That is somewhat of a complicated question.
The simplest statement is that if Amanda manages the compression, and you have told it the capacity
of the tape, then it knows what can fit on the tape. It also knows what a particular DLE can be
compressed to based on the history. If the tape drive is doing the compression, then it is a black
box. Amanda doesn't know what the DLE got compressed to, and it doesn't know how that relates to the
capacity of the tape. That makes planning more difficult. Also, computers are getting faster and are
typically multi core, so having gz running compressions for multiple DLEs on multiple cores is
easily manageable.
Then there are the howevers. I'm currently dealing with a couple of servers that are each getting
into the range of 50 to 100 TB of capacity that needs to be backed up to LTO6. One of those servers
has been too frequently running into 36 hour or even 60 hour backup cycles. As I was comparing the
two servers, I noticed that on one server, the largest amount of data consists of TIFF files for the
digitized herbarium collection. Those don't compress, so I had set those DLEs to not use
compression. I was getting well over 200MB/s from disk to holding disk for those, and then on the
order of 155MB/s out to tape. Then, on both this same server and on the server that was running over
a day, the DLEs that were being compressed were getting something on the order of 15MB/s from disk
to holding disk, followed by on the order of 155MB/s out to tape.

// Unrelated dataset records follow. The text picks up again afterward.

PR #326, opened 2017-08-23
Get location and last updated from legacy datasets

hannako:
- This is the back end part of the fix for this [pr](https://github.com/datagovuk/find_data_beta/pull/180). 

- We are storing the value in `metadata_modified` on the legacy dataset in `dataset.last_updated_at`

- This PR also gets the `geographic_coverage` value from legacy datasets and stores in in `location1`

### DIFF
--- a/app/helpers/manage_helper.rb
+++ b/app/helpers/manage_helper.rb
@@ -1,7 +1,7 @@
 module ManageHelper
 
   SORT_OPTIONS = {"-name" => {title: :desc}}
-  SORT_OPTIONS.default = {updated_at: :desc}
+  SORT_OPTIONS.default = {last_updated_at: :desc}
 
   def manage_sort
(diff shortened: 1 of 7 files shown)


hannako:
[Most recent filter not working - all datasets have last updated set to the same date - Aug 2017](https://trello.com/c/9u6o89zd/375-most-recent-filter-not-working-all-datasets-have-last-updated-set-to-the-same-date-aug-2017)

On the one server, that wasn't
such a big deal, because the largest amount of data was not being compressed. On the other server,
all of the data is being compressed, and the compression is significant, but it has become the
bottleneck. Top shows multiple of Amanda's gz processes at the top of the list all day.
So, I'm beginning to rethink things for this server. These are SuperMicro servers with two AMD
Opteron2.6GHz12core processor 6344 running Ubuntu LTS 14.04. They both have large external SAS
multipath disk cabinets that are managed with mdadm and lvm. They both currently have about 24
external drives ranging from 1TB to 6TB built into a number of Raid5 and Raid6 arrays, and they both
have two 1TB enterprise SSDs for holding disks. The tape systems are Overland NEOs 200 series with
IBM LTO6 tape drives. My understanding of LTO6 is that the compression is hardware accelerated and
is not supposed to slow down the data transfer. It is certainly going to be a bit of an experiment,
but I'm reaching the point where I need to figure out how to get these backups done more quickly. As
it is now, the tape is getting a lot of idle time while it waits for DLEs to be completed and ready
to be written out to tape.
I've been using Amanda for more than 10 years on these servers and their predecessors with LTO6 and
previously with AIT5, and it has always worked well. I'm only now getting the rapidly increasing
demand for large data arrays that is putting real stress on our backup capabilities. I've got 3
Amanda servers with LTO6 libraries backing up about 12 servers in 4 different departments.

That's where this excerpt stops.